If your working set is small, say 1TB -- and so fits in RAM -- for what kind of problems would using SQL be so much of an overhead that you need a different approach? And what would that approach be?
I suppose you could have a massive set of linear equations that you might be able to fit into 1TB of RAM, but would be difficult to work with as tables in Postgres?
I appreciate you taking the time to answer -- and I get that there's a reason for why we have graph databases. But I really meant something more concrete, as in here's a real-world example that isn't feasible to do on machine X with postgresql, but easy(ish) with a proper graph structure/db -- rather than "not all data structures are easy to map to database tables in a space-efficient manner".
It's very much dependent on how frequently you update the data and whether or not (re)loading the data or updating your structure in memory can be done efficient or not to determine whether or not such an approach is useful or not but going from 'too long to wait for' to 'near instant' for the result of a query is a nice gain.
In the end 'programmer efficiency' versus 'program efficiency' is one trade-off and cost of the hardware to operate the solution on is another. Making those trade-offs and determining the optimum can be hard.
But a rule of thumb is that a solution built up out of generic building blocks will usually be slower, easier to set up, will use more power and will be more expensive to operate but cheaper to build initially than a custom solution that is more optimal over the longer term.
So for a one-off analysis such a custom solution would never fly, but if you need to run your queries many 100's of times per second and the power bill is something that worries you then a more optimal solution might be worth investing in.
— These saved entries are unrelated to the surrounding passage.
PR #724, opened 2017-12-06
bgpsyncer: only watch affinity blocks for a specific node

neiljerram:


lib/backend/syncersv1/bgpsyncer/bgpsyncer.go
```diff
@@ -57,9 +57,11 @@ func New(client api.Client, callbacks api.SyncerCallbacks, node string, watchAll
 			ListInterface:   model.ResourceListOptions{Kind: apiv3.KindBGPPeer},
 			UpdateProcessor: updateprocessors.NewBGPPeerUpdateProcessor(),
 		},
-		{
+	}
+	if node != "" {
```
robbrockbank: Maybe worth adding a comment here that we only expect node to be blank for the RR and in that case we don't need to monitor the BlockAffinities

neiljerram:
Thanks @robbrockbank I added a comment.  Have I got the details there right?

lib/backend/syncersv1/bgpsyncer/bgpsyncer.go
```diff
@@ -57,9 +57,16 @@ func New(client api.Client, callbacks api.SyncerCallbacks, node string, watchAll
 			ListInterface:   model.ResourceListOptions{Kind: apiv3.KindBGPPeer},
 			UpdateProcessor: updateprocessors.NewBGPPeerUpdateProcessor(),
 		},
-		{
+	}
+	// When this syncer is used (via confd) in calico/node, it needs to know the affinity blocks
```
robbrockbank: the affinity blocks are actually just used to set up the blackhole routes - nothing to do with IPIP.

ozdanborne: addressed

Right. But you've still not made a compelling argument that the "smart encoding of the data" and "clever search strategy" couldn't be done with/in SQL. I'm quite sure you could probably get a magnitude or two of improvement by diving down outside of SQL -- but there's a big difference between using the schema you have, and setting up a dedicated system.
I was perhaps not clear, but I was wondering if it's not often the case with real-world data, that you could create a new, tailored schema in SQL, and do the analysis on one system -- especially if you allow for something like advanced stored procedures (perhaps in C) and alternate storage engines.
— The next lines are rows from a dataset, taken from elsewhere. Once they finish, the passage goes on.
PR #725, opened 2017-12-06
Felix config intervals

### LINKED ISSUE #712: FelixConfig loses precision vs Felix's config parser
Felix supports fractional seconds/millis for `time.Duration` fields but those have been mapped through to `*int`s on the FelixConfig type.

## Expected Behavior

Should be able to set a fractional number of seconds for, say `IptablesPostWriteCheckIntervalSecs`, but it's typed as an int.

1.
2.
3.
4.

## Your Environment

* libcalico-go version:

heschlie:
## Description

Fixes #712 
Changing the type for all of the `FexixConfigurationSpec.*Secs` to be of type `*time.Duration` instead of `*int` to ensure we don't loose precision and to match what Felix uses (as we can do fractional seconds in Felix) and setting `config:"seconds"` to match what Felix expects.

## Todos
- [x] Tests
- [ ] Documentation
- [ ] Release note

## Release Note

```release-note
None required
```

### DIFF
--- a/lib/apis/v3/felixconfig.go
+++ b/lib/apis/v3/felixconfig.go
@@ -43,43 +43,43 @@ type FelixConfigurationSpec struct {
 	IPv6Support    *bool `json:"ipv6Support,omitempty" confignamev1:"Ipv6Support"`
 	IgnoreLooseRPF *bool `json:"ignoreLooseRPF,omitempty"`
 
-	// RouterefreshInterval is the period, in seconds, at which Felix re-checks the routes
+	// RouterefreshInterval is the period at which Felix re-checks the routes
 	// in the dataplane to ensure that no other process has accidentally broken Calico’s rules.
-	// Set to 0 to disable route refresh. [Default: 90]
-	RouteRefreshIntervalSecs *int `json:"routeRefreshIntervalSecs,omitempty" confignamev1:"RouteRefreshInterval"`
-	// IptablesRefreshInterval is the period, in seconds, at which Felix re-checks the IP sets
+	// Set to 0 to disable route refresh. [Default: 90s]
+	RouteRefreshInterval *metav1.Duration `json:"routeRefreshInterval,omitempty" configv1timescale:"seconds"`
+	// IptablesRefreshInterval is the period at which Felix re-checks the IP sets
 	// in the dataplane to ensure that no other process has accidentally broken Calico’s rules.
 	// Set to 0 to disable IP sets refresh. Note: the default for this value is lower than the
 	// other refresh intervals as a workaround for a Linux kernel bug that was fixed in kernel
 	// version 4.11. If you are using v4.11 or greater you may want to set this to, a higher value
-	// to reduce Felix CPU usage. [Default: 10]
-	IptablesRefreshIntervalSecs *int `json:"iptablesRefreshIntervalSecs,omitempty" confignamev1:"IptablesRefreshInterval"`
-	// IptablesPostWriteCheckIntervalSecs is the period, in seconds, after Felix has done a write
+	// to reduce Felix CPU usage. [Default: 10s]
+	IptablesRefreshInterval *metav1.Duration `json:"iptablesRefreshInterval,omitempty" configv1timescale:"seconds"`
+	// IptablesPostWriteCheckInterval is the period after Felix has done a write
 	// to the dataplane that it schedules an extra read back in order to check the write was not
 	// clobbered by another process. This should only occur if another application on the system
-	// doesn’t respect the iptables lock. [Default: 1]
-	IptablesPostWriteCheckIntervalSecs *int `json:"iptablesPostWriteCheckIntervalSecs,omitempty"`
+	// doesn’t respect the iptables lock. [Default: 1s]
+	IptablesPostWriteCheckInterval *metav1.Duration `json:"iptablesPostWriteCheckInterval,omitempty" configv1timescale:"seconds" confignamev1:"IptablesPostWriteCheckIntervalSecs"`
 	// IptablesLockFilePath is the location of the iptables lock file. You may need to change this
 	// if the lock file is not in its standard location (for example if you have mapped it into Felix’s
 	// container at a different path). [Default: /run/xtables.lock]
 	IptablesLockFilePath string `json:"iptablesLockFilePath,omitempty"`
-	// IptablesLockTimeoutSecs is the time, in seconds, that Felix will wait for the iptables lock,
+	// IptablesLockTimeout is the time that Felix will wait for the iptables lock,
 	// or 0, to disable. To use this feature, Felix must share the iptables lock file with all other
 	// processes that also take the lock. When running Felix inside a container, this requires the
 	// /run directory of the host to be mounted into the calico/node or calico/felix container.
-	// [Default: 0 disabled]
-	IptablesLockTimeoutSecs *int `json:"iptablesLockTimeoutSecs,omitempty"`
-	// IptablesLockProbeIntervalMillis is the time, in milliseconds, that Felix will wait between
+	// [Default: 0s disabled]
+	IptablesLockTimeout *metav1.Duration `json:"iptablesLockTimeout,omitempty" configv1timescale:"seconds" confignamev1:"IptablesLockTimeoutSecs"`
+	// IptablesLockProbeInterval is the time that Felix will wait between
 	// attempts to acquire the iptables lock if it is not available. Lower values make Felix more
-	// responsive when the lock is contended, but use more CPU. [Default: 50]
-	IptablesLockProbeIntervalMillis *int `json:"iptablesLockProbeIntervalMillis,omitempty"`
-	// IpsetsRefreshIntervalSecs is the period, in seconds, at which Felix re-checks all iptables
+	// responsive when the lock is contended, but use more CPU. [Default: 50ms]
+	IptablesLockProbeInterval *metav1.Duration `json:"iptablesLockProbeInterval,omitempty" configv1timescale:"milliseconds" confignamev1:"IptablesLockProbeIntervalMillis"`
+	// IpsetsRefreshInterval is the period at which Felix re-checks all iptables
 	// state to ensure that no other process has accidentally broken Calico’s rules. Set to 0 to
-	// disable iptables refresh. [Default: 90]
-	IpsetsRefreshIntervalSecs *int `json:"ipsetsRefreshIntervalSecs,omitempty" confignamev1:"IpsetsRefreshInterval"`
-	MaxIpsetSize              *int `json:"maxIpsetSize,omitempty"`
+	// disable iptables refresh. [Default: 90s]
+	IpsetsRefreshInterval *metav1.Duration `json:"ipsetsRefreshInterval,omitempty" configv1timescale:"seconds"`
+	MaxIpsetSize          *int `json:"maxIpsetSize,omitempty"`
 
-	NetlinkTimeoutSecs *int `json:"netlinkTimeoutSecs,omitempty"`
+	NetlinkTimeout *metav1.Duration `json:"netlinkTimeout,omitempty" configv1timescale:"seconds" confignamev1:"NetlinkTimeoutSecs"`
 
 	// MetadataAddr is the IP address or domain name of the server that can answer VM queries for
 	// cloud-init metadata. In OpenStack, this corresponds to the machine running nova-api (or in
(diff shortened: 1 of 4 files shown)


lib/backend/syncersv1/updateprocessors/configurationprocessor_test.go
```diff
@@ -206,7 +207,7 @@ var _ = Describe("Test the generic configuration update processor and the concre
 			},
 		}
 		expected := map[string]interface{}{
-			"RouteRefreshInterval":      "12345",
```
fasaxc: Is this the output that felix will see?  Sadly, felix has its own parse for these rather than parsing them as durations. If the felix value is in seconds, then it expects a float `10.5` with no `s` suffix, if the felix value is in millis, then it expects `10500.0`

heschlie: I was wondering about this, I'll see if I can get it to output floats from the converter.

lib/apis/v3/felixconfig.go
```diff
@@ -46,19 +47,19 @@ type FelixConfigurationSpec struct {
 	// RouterefreshInterval is the period, in seconds, at which Felix re-checks the routes
 	// in the dataplane to ensure that no other process has accidentally broken Calico’s rules.
 	// Set to 0 to disable route refresh. [Default: 90]
-	RouteRefreshIntervalSecs *int `json:"routeRefreshIntervalSecs,omitempty" confignamev1:"RouteRefreshInterval"`
+	RouteRefreshIntervalSecs *time.Duration `json:"routeRefreshIntervalSecs,omitempty" config:"seconds" confignamev1:"RouteRefreshInterval"`
```
robbrockbank: None of these fields should have the units suffix (e.g. Secs / Millis) - the time.Duration is already takes care of units for you.

robbrockbank: Also we should use the kubernetes definition of `Duration` in `k8s.io/apimachinery/pkg/apis/meta/v1`

lib/backend/syncersv1/updateprocessors/configurationprocessor_test.go
robbrockbank: I also think it depends on the fields - some are millis and some are s.

@fasaxc :  Are all the duration/interval fields floats, or just the secs ones?  What about the millisecond interval fields?

lib/apis/v3/felixconfig.go
fasaxc: If you change the names, you'll need to fix up the Felix UT here, which asserts that the name is either the same, or in a map of exceptions: https://github.com/projectcalico/felix/blob/master/config/config_params_test.go#L50

fasaxc: There may also be downstream STs that use the new config struct

lib/backend/syncersv1/updateprocessors/configurationprocessor_test.go
fasaxc: @robbrockbank They're all parsed as floats now.

heschlie:
@fasaxc I was pointed to the right spot to coerce these into floats for Felix, we should be set there.

lib/apis/v3/felixconfig.go
```diff
@@ -46,40 +46,40 @@ type FelixConfigurationSpec struct {
...
 	// [Default: 0 disabled]
-	IptablesLockTimeoutSecs *int `json:"iptablesLockTimeoutSecs,omitempty"`
-	// IptablesLockProbeIntervalMillis is the time, in milliseconds, that Felix will wait between
+	IptablesLockTimeout *metav1.Duration `json:"iptablesLockTimeoutSecs,omitempty" configv1timescale:"seconds" confignamev1:"IptablesLockTimeoutSecs"`
+	// IptablesLockProbeInterval is the time, in milliseconds, that Felix will wait between
 	// attempts to acquire the iptables lock if it is not available. Lower values make Felix more
 	// responsive when the lock is contended, but use more CPU. [Default: 50]
-	IptablesLockProbeIntervalMillis *int `json:"iptablesLockProbeIntervalMillis,omitempty"`
-	// IpsetsRefreshIntervalSecs is the period, in seconds, at which Felix re-checks all iptables
+	IptablesLockProbeInterval *metav1.Duration `json:"iptablesLockProbeIntervalMillis,omitempty" configv1timescale:"milliseconds"`
```
fasaxc: Needs a `confignamev1`

lib/backend/syncersv1/updateprocessors/configurationprocessor.go
```diff
@@ -230,6 +231,13 @@ func (c *configUpdateProcessor) processAddOrModified(kvp *model.KVPair) ([]*mode
 				switch vt := value.(type) {
 				case string:
 					value = vt
+				case v1.Duration:
+					switch fieldInfo.Tag.Get("configv1timescale") {
+					case "seconds":
+						value = fmt.Sprintf("%.1f", vt.Seconds())
+					case "milliseconds":
+						value = fmt.Sprintf("%.1f", float64(vt.Duration/time.Millisecond))
+					}
```
fasaxc: Bit worried that it'd be easy to leave this tag out when adding a new field.  Should we default to seconds?

lib/backend/syncersv1/updateprocessors/configurationprocessor.go
```diff
@@ -230,6 +231,13 @@ func (c *configUpdateProcessor) processAddOrModified(kvp *model.KVPair) ([]*mode
 				switch vt := value.(type) {
 				case string:
 					value = vt
+				case v1.Duration:
+					switch fieldInfo.Tag.Get("configv1timescale") {
+					case "seconds":
+						value = fmt.Sprintf("%.1f", vt.Seconds())
```
fasaxc: I think `.1` might be a bit limiting, how about `.3` so that seconds can express millisecond precision and millis can express microseconds.  That should be more than enough.

lib/backend/syncersv1/updateprocessors/configurationprocessor.go
heschlie: I think there is only one field that uses ms, so it would make some sense.

heschlie: Yea good catch.

lib/apis/v3/felixconfig.go
```diff
@@ -46,40 +46,40 @@ type FelixConfigurationSpec struct {
...
+	// IpsetsRefreshInterval is the period, in seconds, at which Felix re-checks all iptables
 	// state to ensure that no other process has accidentally broken Calico’s rules. Set to 0 to
 	// disable iptables refresh. [Default: 90]
-	IpsetsRefreshIntervalSecs *int `json:"ipsetsRefreshIntervalSecs,omitempty" confignamev1:"IpsetsRefreshInterval"`
+	IpsetsRefreshInterval *metav1.Duration `json:"ipsetsRefreshIntervalSecs,omitempty" configv1timescale:"seconds" confignamev1:"IpsetsRefreshInterval"`
```
robbrockbank: Now that the name has reverted back to the original, we no longer need the confignamev1 tag.

lib/apis/v3/felixconfig.go
```diff
@@ -135,14 +135,14 @@ type FelixConfigurationSpec struct {
...
 	IPIPMTU *int `json:"ipipMTU,omitempty" confignamev1:"IpInIpMtu"`
 
-	// ReportingIntervalSecs is the interval at which Felix reports its status into the datastore or 0 to disable.
+	// ReportingInterval is the interval at which Felix reports its status into the datastore or 0 to disable.
 	// Must be non-zero in OpenStack deployments. [Default: 30]
-	ReportingIntervalSecs *int `json:"reportingIntervalSecs,omitempty"`
-	// ReportingTTLSecs is the time-to-live setting for process-wide status reports. [Default: 90]
-	ReportingTTLSecs *int `json:"reportingTTLSecs,omitempty"`
+	ReportingInterval *metav1.Duration `json:"reportingIntervalSecs,omitempty" configv1timescale:"seconds" confignamev1:"ReportingIntervalSecs"`
+	// ReportingTTL is the time-to-live setting for process-wide status reports. [Default: 90]
```
robbrockbank: default is 90s

lib/apis/v3/felixconfig.go
```diff
@@ -46,40 +46,40 @@ type FelixConfigurationSpec struct {
...
+	IptablesLockTimeout *metav1.Duration `json:"iptablesLockTimeoutSecs,omitempty" configv1timescale:"seconds" confignamev1:"IptablesLockTimeoutSecs"`
+	// IptablesLockProbeInterval is the time, in milliseconds, that Felix will wait between
 	// attempts to acquire the iptables lock if it is not available. Lower values make Felix more
 	// responsive when the lock is contended, but use more CPU. [Default: 50]
-	IptablesLockProbeIntervalMillis *int `json:"iptablesLockProbeIntervalMillis,omitempty"`
-	// IpsetsRefreshIntervalSecs is the period, in seconds, at which Felix re-checks all iptables
+	IptablesLockProbeInterval *metav1.Duration `json:"iptablesLockProbeIntervalMillis,omitempty" configv1timescale:"milliseconds"`
+	// IpsetsRefreshInterval is the period, in seconds, at which Felix re-checks all iptables
 	// state to ensure that no other process has accidentally broken Calico’s rules. Set to 0 to
 	// disable iptables refresh. [Default: 90]
```
robbrockbank: Default: 90s

lib/apis/v3/felixconfig.go
robbrockbank: and comment should be Default: 50ms

lib/apis/v3/felixconfig.go
```diff
@@ -46,40 +46,40 @@ type FelixConfigurationSpec struct {
 	// RouterefreshInterval is the period, in seconds, at which Felix re-checks the routes
 	// in the dataplane to ensure that no other process has accidentally broken Calico’s rules.
 	// Set to 0 to disable route refresh. [Default: 90]
-	RouteRefreshIntervalSecs *int `json:"routeRefreshIntervalSecs,omitempty" confignamev1:"RouteRefreshInterval"`
+	RouteRefreshInterval *metav1.Duration `json:"routeRefreshIntervalSecs,omitempty" configv1timescale:"seconds" confignamev1:"RouteRefreshInterval"`
```
robbrockbank: Default: 90s

lib/apis/v3/felixconfig.go
```diff
@@ -46,40 +46,40 @@ type FelixConfigurationSpec struct {
...
 	// IptablesRefreshInterval is the period, in seconds, at which Felix re-checks the IP sets
 	// in the dataplane to ensure that no other process has accidentally broken Calico’s rules.
 	// Set to 0 to disable IP sets refresh. Note: the default for this value is lower than the
 	// other refresh intervals as a workaround for a Linux kernel bug that was fixed in kernel
 	// version 4.11. If you are using v4.11 or greater you may want to set this to, a higher value
 	// to reduce Felix CPU usage. [Default: 10]
-	IptablesRefreshIntervalSecs *int `json:"iptablesRefreshIntervalSecs,omitempty" confignamev1:"IptablesRefreshInterval"`
-	// IptablesPostWriteCheckIntervalSecs is the period, in seconds, after Felix has done a write
+	IptablesRefreshInterval *metav1.Duration `json:"iptablesRefreshIntervalSecs,omitempty" configv1timescale:"seconds" confignamev1:"IptablesRefreshInterval"`
```
robbrockbank: Default 10s

lib/apis/v3/felixconfig.go
```diff
@@ -46,40 +46,40 @@ type FelixConfigurationSpec struct {
...
+	// IptablesPostWriteCheckInterval is the period, in seconds, after Felix has done a write
 	// to the dataplane that it schedules an extra read back in order to check the write was not
 	// clobbered by another process. This should only occur if another application on the system
 	// doesn’t respect the iptables lock. [Default: 1]
-	IptablesPostWriteCheckIntervalSecs *int `json:"iptablesPostWriteCheckIntervalSecs,omitempty"`
+	IptablesPostWriteCheckInterval *metav1.Duration `json:"iptablesPostWriteCheckIntervalSecs,omitempty" configv1timescale:"seconds" confignamev1:"IptablesPostWriteCheckIntervalSecs"`
```
robbrockbank: Default: 1s

lib/apis/v3/felixconfig.go
```diff
@@ -135,14 +135,14 @@ type FelixConfigurationSpec struct {
 	// IPIPMTU is the MTU to set on the tunnel device. See Configuring MTU [Default: 1440]
 	IPIPMTU *int `json:"ipipMTU,omitempty" confignamev1:"IpInIpMtu"`
 
-	// ReportingIntervalSecs is the interval at which Felix reports its status into the datastore or 0 to disable.
+	// ReportingInterval is the interval at which Felix reports its status into the datastore or 0 to disable.
```
robbrockbank: Default 30s

lib/apis/v3/felixconfig.go
robbrockbank: and other defaults can be updated below too.

heschlie:
@fasaxc The build I've posted passes tests locally but Semaphore seems to be having SSL issues. This is ready for another look.

fasaxc:
Reran the tests but they hit a failure this time.  Given you're working in a different area of the codebase, I've raised an issue on the assumption that it's a flake: https://github.com/projectcalico/libcalico-go/issues/732

lib/apis/v3/felixconfig.go
```diff
@@ -45,41 +45,41 @@ type FelixConfigurationSpec struct {
 
 	// RouterefreshInterval is the period, in seconds, at which Felix re-checks the routes
 	// in the dataplane to ensure that no other process has accidentally broken Calico’s rules.
-	// Set to 0 to disable route refresh. [Default: 90]
-	RouteRefreshIntervalSecs *int `json:"routeRefreshIntervalSecs,omitempty" confignamev1:"RouteRefreshInterval"`
+	// Set to 0 to disable route refresh. [Default: 90s]
+	RouteRefreshInterval *metav1.Duration `json:"routeRefreshIntervalSecs,omitempty" configv1timescale:"seconds" confignamev1:"RouteRefreshInterval"`
```
robbrockbank: confignamev1 is not required here anymore.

I suppose one could argue when something stops being SQL, and start becomming SQL-like. But the initial statement was that "For some problems SQL would already be way too much overhead.". The implication being (as I understood it, at least) -- that you not only have to change how the date is stored and queried, but that SQL databases are unsuitable to that that task -- and that by going away from your dbs, you can suddenly do something that you couldn't do on a system with X resources.
I'm not saying that's wrong -- I'm just asking if a) that's what you mean, and b) if you can quantify this overhead a bit more. Are using bitfields or whatnot with postgres going to be a 20% overhead, or a 20000% overhead in your scenario? Because if it's 20%, that sounds like it can be "upgraded away".